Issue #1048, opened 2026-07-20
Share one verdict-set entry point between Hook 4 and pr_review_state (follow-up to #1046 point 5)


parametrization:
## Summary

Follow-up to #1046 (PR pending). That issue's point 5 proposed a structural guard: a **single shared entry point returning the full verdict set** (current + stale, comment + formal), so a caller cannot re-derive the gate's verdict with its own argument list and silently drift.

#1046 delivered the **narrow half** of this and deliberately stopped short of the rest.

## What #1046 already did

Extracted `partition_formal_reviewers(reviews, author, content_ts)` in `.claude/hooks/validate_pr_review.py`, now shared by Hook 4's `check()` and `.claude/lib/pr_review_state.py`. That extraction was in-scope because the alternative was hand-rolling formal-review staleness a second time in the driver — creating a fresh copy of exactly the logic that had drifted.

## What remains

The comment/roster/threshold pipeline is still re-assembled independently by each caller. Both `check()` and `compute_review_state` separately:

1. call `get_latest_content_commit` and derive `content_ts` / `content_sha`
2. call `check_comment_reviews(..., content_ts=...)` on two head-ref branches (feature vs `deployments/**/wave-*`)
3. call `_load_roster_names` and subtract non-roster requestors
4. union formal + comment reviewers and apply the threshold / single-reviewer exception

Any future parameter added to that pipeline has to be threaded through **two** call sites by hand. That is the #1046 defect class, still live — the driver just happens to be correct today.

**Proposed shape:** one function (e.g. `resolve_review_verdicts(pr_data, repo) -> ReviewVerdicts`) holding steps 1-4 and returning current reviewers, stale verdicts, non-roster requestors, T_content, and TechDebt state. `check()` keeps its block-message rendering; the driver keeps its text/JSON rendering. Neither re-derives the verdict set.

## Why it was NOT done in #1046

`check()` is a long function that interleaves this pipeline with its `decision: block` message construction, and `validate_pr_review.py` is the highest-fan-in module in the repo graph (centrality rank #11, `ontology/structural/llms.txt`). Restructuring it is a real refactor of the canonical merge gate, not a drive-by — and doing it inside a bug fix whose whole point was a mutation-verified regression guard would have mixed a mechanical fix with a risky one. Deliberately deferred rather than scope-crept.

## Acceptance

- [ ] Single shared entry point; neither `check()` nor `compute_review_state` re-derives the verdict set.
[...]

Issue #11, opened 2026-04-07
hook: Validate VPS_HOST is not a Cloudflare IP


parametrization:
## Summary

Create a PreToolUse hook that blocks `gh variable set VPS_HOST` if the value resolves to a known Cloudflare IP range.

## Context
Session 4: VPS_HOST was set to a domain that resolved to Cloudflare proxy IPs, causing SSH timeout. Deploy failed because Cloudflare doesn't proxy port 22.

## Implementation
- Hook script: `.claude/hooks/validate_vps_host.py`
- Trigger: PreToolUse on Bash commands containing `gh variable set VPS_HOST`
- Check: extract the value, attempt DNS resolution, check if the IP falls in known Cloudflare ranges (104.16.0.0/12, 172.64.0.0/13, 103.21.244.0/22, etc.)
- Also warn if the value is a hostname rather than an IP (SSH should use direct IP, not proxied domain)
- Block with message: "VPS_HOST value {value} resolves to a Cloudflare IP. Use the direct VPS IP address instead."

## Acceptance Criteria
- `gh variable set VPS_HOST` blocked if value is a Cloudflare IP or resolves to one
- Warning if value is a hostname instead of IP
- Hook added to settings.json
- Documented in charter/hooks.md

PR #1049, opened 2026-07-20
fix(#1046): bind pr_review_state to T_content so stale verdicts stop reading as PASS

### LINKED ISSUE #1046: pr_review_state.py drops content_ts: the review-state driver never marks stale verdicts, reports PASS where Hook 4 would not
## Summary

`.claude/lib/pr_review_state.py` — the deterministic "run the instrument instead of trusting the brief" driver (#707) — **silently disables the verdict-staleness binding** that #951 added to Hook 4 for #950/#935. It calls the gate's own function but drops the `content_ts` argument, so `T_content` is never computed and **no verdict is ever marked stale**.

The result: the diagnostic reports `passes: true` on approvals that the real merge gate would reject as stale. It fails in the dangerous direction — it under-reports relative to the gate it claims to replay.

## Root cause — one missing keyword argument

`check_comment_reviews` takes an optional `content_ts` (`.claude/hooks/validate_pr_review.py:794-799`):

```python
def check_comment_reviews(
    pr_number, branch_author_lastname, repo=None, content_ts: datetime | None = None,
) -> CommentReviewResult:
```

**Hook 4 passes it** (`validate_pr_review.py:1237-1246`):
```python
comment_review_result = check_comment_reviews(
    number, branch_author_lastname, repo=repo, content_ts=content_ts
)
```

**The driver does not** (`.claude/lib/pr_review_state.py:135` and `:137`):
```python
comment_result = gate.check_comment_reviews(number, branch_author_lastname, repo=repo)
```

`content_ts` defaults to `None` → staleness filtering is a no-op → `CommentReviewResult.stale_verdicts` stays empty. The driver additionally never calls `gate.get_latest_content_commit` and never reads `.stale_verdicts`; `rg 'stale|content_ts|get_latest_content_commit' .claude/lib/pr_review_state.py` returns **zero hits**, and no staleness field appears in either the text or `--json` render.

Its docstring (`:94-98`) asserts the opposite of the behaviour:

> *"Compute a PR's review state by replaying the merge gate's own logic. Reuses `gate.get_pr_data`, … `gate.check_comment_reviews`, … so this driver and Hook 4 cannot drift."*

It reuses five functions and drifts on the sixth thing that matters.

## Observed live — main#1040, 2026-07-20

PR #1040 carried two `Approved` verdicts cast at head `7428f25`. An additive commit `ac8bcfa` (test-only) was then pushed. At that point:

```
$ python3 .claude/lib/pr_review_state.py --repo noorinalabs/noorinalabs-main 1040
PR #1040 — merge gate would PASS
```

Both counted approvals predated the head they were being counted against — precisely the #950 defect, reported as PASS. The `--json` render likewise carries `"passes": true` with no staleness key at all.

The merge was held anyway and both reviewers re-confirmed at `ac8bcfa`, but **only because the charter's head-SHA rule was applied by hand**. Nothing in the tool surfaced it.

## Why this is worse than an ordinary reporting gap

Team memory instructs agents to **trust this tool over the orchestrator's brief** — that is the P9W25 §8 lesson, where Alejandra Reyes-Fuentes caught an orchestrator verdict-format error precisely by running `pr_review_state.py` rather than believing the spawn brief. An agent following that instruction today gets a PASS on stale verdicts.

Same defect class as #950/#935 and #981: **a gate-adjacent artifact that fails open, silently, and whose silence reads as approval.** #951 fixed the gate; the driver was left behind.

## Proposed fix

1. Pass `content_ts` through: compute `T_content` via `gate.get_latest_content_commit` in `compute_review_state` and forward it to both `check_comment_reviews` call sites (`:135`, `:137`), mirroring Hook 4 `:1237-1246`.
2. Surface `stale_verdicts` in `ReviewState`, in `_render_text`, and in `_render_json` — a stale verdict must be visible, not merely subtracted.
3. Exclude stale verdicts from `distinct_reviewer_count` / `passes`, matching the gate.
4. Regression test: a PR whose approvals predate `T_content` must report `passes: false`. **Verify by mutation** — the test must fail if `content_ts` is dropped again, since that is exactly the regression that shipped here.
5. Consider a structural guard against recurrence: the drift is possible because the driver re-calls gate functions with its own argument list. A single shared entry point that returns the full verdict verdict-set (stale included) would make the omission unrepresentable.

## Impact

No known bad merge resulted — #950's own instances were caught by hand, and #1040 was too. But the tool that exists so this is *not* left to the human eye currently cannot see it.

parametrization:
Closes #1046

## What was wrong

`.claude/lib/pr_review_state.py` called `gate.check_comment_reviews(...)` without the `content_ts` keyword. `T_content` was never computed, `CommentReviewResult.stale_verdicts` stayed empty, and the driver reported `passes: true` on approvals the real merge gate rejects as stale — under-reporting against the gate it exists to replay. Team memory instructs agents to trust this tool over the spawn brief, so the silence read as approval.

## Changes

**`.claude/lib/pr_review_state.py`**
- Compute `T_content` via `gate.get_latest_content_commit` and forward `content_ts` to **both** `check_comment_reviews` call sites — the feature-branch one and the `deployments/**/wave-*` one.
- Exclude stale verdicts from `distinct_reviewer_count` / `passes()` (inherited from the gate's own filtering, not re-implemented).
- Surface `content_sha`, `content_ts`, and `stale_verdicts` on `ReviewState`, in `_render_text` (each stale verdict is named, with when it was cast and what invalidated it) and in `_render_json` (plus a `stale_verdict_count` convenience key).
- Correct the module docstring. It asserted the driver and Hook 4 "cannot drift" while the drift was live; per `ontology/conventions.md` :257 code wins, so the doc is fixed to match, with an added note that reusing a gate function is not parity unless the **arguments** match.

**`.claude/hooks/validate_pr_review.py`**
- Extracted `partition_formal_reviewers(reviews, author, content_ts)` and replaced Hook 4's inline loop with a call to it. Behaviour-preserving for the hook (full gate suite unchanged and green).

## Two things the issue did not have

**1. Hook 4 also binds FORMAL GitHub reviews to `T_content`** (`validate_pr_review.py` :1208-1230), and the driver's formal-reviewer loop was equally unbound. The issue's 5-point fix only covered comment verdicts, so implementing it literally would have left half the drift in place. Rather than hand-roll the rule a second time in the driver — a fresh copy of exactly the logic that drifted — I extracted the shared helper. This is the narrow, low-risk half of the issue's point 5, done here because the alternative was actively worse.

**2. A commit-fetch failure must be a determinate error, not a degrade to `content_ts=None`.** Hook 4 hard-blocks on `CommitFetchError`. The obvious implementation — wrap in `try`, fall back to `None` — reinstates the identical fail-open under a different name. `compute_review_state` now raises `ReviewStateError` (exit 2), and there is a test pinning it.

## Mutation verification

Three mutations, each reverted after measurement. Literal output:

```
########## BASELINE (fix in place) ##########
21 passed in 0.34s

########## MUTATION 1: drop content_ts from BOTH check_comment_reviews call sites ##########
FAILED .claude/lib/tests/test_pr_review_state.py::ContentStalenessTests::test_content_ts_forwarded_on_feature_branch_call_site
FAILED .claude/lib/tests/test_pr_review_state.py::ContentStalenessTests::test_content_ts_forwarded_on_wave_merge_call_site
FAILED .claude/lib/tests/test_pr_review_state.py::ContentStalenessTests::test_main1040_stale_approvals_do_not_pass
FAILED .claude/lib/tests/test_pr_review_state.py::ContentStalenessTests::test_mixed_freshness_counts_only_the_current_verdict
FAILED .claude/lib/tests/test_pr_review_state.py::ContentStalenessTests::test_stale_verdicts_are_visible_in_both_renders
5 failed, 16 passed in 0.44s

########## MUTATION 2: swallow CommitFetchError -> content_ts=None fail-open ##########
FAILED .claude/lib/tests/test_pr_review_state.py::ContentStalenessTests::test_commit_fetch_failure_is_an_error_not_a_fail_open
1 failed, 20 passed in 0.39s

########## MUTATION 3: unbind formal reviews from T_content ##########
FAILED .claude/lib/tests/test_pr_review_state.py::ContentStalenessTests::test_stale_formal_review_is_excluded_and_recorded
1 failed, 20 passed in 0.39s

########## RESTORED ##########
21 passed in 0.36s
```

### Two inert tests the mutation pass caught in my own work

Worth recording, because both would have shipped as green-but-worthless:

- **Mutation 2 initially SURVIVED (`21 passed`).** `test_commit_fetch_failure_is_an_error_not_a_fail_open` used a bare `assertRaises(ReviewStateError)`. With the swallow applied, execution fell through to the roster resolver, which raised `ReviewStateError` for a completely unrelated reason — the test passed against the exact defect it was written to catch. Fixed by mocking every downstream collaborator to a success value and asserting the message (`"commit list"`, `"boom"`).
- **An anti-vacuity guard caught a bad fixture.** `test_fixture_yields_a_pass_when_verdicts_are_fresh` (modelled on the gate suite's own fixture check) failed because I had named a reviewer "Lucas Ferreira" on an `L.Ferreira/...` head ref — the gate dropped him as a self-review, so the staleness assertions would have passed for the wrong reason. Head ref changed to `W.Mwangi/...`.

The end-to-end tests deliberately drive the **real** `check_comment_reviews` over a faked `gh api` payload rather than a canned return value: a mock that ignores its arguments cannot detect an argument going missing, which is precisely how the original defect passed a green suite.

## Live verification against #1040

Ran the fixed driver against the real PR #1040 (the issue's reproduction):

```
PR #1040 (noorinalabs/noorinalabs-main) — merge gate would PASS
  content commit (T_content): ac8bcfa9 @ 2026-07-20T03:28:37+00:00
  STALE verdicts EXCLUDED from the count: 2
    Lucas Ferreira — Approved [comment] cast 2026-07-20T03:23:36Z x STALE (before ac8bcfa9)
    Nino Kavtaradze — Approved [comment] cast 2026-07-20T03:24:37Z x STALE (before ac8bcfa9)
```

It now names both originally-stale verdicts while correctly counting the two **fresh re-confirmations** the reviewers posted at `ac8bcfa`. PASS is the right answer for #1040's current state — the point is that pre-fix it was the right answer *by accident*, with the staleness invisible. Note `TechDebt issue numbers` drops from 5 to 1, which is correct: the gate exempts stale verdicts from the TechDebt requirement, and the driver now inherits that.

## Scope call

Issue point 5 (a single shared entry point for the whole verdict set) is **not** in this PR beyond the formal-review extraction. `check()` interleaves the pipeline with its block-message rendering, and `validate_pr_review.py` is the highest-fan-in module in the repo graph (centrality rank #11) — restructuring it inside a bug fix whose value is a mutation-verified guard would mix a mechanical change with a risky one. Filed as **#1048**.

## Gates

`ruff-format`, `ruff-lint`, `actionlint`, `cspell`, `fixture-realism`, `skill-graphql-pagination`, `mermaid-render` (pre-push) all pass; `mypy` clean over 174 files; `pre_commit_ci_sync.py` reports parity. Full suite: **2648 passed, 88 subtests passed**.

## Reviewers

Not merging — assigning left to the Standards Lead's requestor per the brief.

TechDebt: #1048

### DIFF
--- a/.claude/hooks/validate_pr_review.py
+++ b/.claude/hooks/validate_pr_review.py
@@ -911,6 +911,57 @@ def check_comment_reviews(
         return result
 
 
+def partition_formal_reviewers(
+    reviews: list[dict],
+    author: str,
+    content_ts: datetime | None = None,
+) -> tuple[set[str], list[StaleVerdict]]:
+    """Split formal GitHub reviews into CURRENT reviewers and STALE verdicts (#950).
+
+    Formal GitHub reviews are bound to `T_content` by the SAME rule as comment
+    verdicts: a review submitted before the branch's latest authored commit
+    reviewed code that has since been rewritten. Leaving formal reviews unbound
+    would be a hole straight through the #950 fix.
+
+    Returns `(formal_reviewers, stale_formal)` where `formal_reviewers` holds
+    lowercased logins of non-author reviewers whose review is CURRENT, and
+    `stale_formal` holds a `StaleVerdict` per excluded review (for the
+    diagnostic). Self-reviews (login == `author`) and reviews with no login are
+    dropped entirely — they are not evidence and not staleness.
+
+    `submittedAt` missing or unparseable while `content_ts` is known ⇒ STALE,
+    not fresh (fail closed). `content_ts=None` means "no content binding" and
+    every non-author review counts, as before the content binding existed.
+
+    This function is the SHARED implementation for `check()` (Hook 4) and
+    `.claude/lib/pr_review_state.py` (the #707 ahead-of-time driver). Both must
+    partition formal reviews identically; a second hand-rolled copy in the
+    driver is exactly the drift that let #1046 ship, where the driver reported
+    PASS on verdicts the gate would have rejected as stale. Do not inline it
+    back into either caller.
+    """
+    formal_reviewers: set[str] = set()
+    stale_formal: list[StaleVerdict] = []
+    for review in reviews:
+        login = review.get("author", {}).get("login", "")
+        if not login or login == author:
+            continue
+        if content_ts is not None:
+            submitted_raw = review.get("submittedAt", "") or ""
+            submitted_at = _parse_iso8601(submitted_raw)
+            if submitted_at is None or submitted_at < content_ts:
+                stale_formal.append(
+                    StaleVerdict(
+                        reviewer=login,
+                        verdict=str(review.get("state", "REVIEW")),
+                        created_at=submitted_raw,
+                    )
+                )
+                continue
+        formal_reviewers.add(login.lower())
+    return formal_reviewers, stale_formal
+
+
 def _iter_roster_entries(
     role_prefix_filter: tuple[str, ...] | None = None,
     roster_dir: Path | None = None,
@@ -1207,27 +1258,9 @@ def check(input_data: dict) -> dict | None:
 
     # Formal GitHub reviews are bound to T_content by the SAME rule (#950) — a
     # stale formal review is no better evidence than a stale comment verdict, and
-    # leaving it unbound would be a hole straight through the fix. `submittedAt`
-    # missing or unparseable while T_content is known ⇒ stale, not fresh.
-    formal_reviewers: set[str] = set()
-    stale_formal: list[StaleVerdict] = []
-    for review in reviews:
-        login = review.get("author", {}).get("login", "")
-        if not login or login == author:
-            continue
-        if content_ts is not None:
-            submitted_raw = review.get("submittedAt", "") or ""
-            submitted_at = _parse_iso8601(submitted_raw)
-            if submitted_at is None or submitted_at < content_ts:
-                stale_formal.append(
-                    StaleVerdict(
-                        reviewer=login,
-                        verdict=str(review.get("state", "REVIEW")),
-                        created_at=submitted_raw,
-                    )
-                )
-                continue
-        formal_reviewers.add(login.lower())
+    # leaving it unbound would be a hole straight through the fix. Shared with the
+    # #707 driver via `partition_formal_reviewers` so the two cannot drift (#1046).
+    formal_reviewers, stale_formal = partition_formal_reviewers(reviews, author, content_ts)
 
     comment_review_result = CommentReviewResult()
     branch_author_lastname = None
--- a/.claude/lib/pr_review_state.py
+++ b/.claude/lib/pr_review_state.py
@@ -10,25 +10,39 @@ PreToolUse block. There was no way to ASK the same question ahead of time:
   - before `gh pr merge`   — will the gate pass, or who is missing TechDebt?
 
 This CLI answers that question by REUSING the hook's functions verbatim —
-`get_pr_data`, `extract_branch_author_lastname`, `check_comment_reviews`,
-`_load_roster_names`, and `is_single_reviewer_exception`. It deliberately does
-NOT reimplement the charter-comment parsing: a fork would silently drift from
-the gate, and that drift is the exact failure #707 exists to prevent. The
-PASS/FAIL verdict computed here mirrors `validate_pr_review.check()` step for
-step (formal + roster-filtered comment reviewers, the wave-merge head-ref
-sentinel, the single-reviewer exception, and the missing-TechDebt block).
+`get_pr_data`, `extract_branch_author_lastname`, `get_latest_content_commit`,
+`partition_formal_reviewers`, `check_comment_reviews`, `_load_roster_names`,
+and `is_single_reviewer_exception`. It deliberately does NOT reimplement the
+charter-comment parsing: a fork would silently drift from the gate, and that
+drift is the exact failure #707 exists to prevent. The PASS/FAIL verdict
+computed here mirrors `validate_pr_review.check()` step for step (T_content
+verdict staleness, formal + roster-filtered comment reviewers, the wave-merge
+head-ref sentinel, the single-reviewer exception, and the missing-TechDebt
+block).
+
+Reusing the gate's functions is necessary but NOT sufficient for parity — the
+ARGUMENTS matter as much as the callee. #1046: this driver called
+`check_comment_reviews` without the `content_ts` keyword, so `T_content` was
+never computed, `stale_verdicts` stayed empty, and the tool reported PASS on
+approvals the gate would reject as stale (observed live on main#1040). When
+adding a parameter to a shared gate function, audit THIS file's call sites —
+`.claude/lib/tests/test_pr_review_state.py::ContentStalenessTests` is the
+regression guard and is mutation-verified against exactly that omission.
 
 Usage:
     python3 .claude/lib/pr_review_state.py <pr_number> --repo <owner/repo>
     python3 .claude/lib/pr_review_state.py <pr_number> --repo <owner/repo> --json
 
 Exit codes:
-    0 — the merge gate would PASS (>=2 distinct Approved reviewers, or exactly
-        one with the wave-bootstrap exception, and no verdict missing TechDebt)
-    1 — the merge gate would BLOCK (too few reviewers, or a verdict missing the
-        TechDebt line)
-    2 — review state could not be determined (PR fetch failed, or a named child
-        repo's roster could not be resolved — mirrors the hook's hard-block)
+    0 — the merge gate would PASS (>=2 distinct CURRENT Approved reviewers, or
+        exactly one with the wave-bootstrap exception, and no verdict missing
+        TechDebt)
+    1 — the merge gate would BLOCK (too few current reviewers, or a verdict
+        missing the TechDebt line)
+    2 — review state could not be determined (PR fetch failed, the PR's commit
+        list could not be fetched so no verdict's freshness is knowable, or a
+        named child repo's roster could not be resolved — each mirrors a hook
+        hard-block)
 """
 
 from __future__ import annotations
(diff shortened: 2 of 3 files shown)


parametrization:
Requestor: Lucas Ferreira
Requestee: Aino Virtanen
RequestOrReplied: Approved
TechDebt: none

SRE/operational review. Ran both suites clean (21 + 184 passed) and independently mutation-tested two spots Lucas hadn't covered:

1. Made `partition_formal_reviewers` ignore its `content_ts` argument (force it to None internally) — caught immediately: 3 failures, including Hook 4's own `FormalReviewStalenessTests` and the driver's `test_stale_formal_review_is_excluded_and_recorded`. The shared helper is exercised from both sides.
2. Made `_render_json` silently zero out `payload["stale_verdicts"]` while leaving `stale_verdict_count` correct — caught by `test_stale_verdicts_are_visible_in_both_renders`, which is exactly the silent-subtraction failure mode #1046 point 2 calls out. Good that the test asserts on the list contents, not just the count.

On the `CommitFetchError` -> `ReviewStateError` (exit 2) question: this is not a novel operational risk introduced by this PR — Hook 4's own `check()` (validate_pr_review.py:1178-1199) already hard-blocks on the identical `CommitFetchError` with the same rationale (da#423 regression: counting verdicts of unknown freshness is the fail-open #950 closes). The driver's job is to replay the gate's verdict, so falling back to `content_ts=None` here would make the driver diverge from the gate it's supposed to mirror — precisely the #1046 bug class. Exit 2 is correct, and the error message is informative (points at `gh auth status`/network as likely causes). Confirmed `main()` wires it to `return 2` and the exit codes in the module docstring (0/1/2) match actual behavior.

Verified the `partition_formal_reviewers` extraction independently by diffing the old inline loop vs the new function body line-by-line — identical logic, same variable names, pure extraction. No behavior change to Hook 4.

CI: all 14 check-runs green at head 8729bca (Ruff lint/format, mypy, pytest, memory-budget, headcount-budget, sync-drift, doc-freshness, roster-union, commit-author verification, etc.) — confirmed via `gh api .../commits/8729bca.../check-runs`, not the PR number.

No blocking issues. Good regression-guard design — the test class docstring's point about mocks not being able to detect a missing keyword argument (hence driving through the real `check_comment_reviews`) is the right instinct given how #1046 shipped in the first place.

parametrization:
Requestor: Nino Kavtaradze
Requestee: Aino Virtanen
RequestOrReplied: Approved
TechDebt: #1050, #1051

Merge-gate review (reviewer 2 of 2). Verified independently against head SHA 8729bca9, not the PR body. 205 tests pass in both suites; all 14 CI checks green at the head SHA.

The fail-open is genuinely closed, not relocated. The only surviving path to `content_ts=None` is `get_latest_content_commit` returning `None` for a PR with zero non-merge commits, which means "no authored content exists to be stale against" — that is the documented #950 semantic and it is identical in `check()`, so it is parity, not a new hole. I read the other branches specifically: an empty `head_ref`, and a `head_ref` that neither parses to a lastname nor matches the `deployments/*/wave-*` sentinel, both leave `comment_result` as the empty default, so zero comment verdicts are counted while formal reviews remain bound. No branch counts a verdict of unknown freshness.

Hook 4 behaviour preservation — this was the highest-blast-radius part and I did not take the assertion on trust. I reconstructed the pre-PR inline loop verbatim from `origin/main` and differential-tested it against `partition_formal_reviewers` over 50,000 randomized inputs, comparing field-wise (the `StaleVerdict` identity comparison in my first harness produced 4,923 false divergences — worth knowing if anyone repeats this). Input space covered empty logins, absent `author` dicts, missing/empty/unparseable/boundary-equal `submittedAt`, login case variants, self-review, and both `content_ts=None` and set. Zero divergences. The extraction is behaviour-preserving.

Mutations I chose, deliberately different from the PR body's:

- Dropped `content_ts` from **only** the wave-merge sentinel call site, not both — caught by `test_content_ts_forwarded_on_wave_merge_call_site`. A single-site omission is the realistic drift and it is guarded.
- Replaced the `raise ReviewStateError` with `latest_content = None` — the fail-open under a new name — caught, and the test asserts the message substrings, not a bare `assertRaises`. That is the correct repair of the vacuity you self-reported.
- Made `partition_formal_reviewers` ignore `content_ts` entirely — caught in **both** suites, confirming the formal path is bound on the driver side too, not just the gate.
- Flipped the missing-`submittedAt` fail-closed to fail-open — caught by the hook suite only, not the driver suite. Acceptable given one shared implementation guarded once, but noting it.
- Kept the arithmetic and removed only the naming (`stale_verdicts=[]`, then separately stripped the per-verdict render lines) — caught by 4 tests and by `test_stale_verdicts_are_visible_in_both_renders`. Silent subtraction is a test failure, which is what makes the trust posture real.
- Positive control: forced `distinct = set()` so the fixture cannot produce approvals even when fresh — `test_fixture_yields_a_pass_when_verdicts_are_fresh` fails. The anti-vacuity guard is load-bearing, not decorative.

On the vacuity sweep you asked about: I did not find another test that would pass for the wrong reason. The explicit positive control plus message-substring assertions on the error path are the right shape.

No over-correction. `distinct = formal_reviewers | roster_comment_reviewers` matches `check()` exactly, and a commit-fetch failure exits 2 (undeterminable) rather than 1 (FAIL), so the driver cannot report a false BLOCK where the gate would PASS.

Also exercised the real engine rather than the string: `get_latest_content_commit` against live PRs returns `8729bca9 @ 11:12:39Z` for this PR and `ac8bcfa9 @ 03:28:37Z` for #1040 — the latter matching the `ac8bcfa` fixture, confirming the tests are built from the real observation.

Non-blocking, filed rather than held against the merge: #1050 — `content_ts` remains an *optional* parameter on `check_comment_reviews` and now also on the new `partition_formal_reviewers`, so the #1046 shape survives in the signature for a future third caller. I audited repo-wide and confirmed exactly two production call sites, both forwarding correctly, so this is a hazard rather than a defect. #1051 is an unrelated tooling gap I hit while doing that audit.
=======
WORK TO BE COMPLETED →
Write out exactly the lines above between the line with "change to Hook 4." and the line with "TechDebt: #1050, #1051", inclusive, and nothing beyond them.

RESPONSE TO THE TASK →
Verified the `partition_formal_reviewers` extraction independently by diffing the old inline loop vs the new function body line-by-line — identical logic, same variable names, pure extraction. No behavior change to Hook 4.

CI: all 14 check-runs green at head 8729bca (Ruff lint/format, mypy, pytest, memory-budget, headcount-budget, sync-drift, doc-freshness, roster-union, commit-author verification, etc.) — confirmed via `gh api .../commits/8729bca.../check-runs`, not the PR number.

No blocking issues. Good regression-guard design — the test class docstring's point about mocks not being able to detect a missing keyword argument (hence driving through the real `check_comment_reviews`) is the right instinct given how #1046 shipped in the first place.

parametrization:
Requestor: Nino Kavtaradze
Requestee: Aino Virtanen
RequestOrReplied: Approved
TechDebt: #1050, #1051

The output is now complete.